Recent Highlights and Corporate Update
- Following meetings with the U.S. Food and Drug Administration (FDA) and the European Medicines Agency (EMA), Albireo is finalizing the design of a Phase 3 program for A4250 in patients with PFIC with the objective of supporting approval of A4250 in both regions. Albireo expects to initiate its planned Phase 3 clinical trial of A4250 in patients with PFIC in the second half of 2017.
- Data from Albireo’s Phase 2 open label, dose-finding clinical trial of A4250 in children with cholestatic liver disease and pruritus were presented in April in the late-breaker session at The International Liver Congress™ 2017 in Amsterdam. The data, from the trial’s first five cohorts, showed that four weeks of treatment with A4250 reduced serum bile acid levels in a substantial majority of participating patients, particularly PFIC patients, with improvement in pruritus across multiple assessment scales and a significant correlation between reduction in serum bile acids and reduction in pruritus. There were no serious adverse events determined to be treatment-related observed in the trial, and most adverse events, including some increased transaminases, were transient. A4250 exhibited a favorable overall tolerability profile in the trial.
- Albireo hosted a Key Opinion Leader breakfast meeting focused on rare pediatric liver diseases in New York City in April 2017.
- Data from a Phase 2 clinical trial of elobixibat in chronic constipation conducted by licensee EA Pharma Co., Ltd. (EA Pharma) in Japan was presented at Digestive Disease Week® 2017. Following completion of subsequent Phase 3 clinical development, EA Pharma submitted an application for regulatory approval of elobixibat to treat chronic constipation in Japan.
Financial Results for the Quarter ended March 31, 2017
Cash Position: Cash and cash equivalents totaled $20.1 million as of March 31, 2017.
Revenue: For the quarter ended March 31, 2017, revenue totaled $1,000 compared with $124,000 for the corresponding 2016 period, a decrease of $123,000. The decrease was due to a reduction in procurement services performed for EA Pharma.
R&D Expenses: For the quarter ended March 31, 2017, research and development expenses totaled $2.8 million compared with $1.6 million for the corresponding 2016 period, an increase of $1.2 million. The higher research and development expenses were principally due to increased costs associated with the development of A4250.
G&A Expenses: For the quarter ended March 31, 2017, general and administrative expenses totaled $3.2 million compared with $1.3 million for the corresponding 2016 period, an increase of $1.9 million. The higher general and administrative expenses were principally attributable to increases of $1.4 million in stock-based compensation expense and $500,000 in other compensation expense resulting from the hiring of additional executive personnel in the last nine months of 2016.
Interest expense, net: For the quarter ended March 31, 2017, interest expense, net totaled $249,000 compared with $526,000 for the corresponding 2016 period, a decrease of $277,000. The decrease was attributable to the conversion of convertible loan notes issued in 2014 and 2015 into equity in connection with the completion of Albireo’s share exchange transaction with Biodel Inc. in November 2016 and a reduction in the amount of interest paid under an existing loan facility.
Other (income) expense, net: For the quarter ended March 31, 2017, other expense, net totaled $74,000 compared with other income, net of $155,000 for the corresponding 2016 period, a difference of $229,000. The difference resulted from changes in currency exchange rates between the two periods.
Non-operating expense, net: For the quarter ended March 31, 2017, non-operating expense, net totaled $325,000 compared with $89,000 for the corresponding 2016 period, an increase of $236,000. The increase reflected a change in the mark-to-market adjustments on warrants.

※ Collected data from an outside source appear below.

PR #13409, opened 2020-02-27
HPCC-23515 Create Docker and Helm charts for Thor

jakesmith:

## Type of change:

## Checklist:
  - [ ] The commit is signed.
  - [ ] Scalability
  - [ ] Performance
  - [ ] Security
  - [ ] Thread-safety
  - [ ] Cloud-compatibility
  - [ ] Premature optimization

## Smoketest:

### DIFF
--- a/dockerfiles/hpcc/templates/_util.tpl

Albireo Pharma is a clinical-stage biopharmaceutical company focused through its operating subsidiary on the development of novel bile acid modulators to treat orphan pediatric liver diseases and other liver and gastrointestinal diseases and disorders. Albireo’s clinical pipeline includes two Phase 2 product candidates and one Phase 3 product candidate. Albireo was spun out from AstraZeneca in 2008.
Albireo Pharma is located in Boston, Massachusetts, and its key operating subsidiary is located in Gothenburg, Sweden. For more information on Albireo, please visit www.albireopharma.com.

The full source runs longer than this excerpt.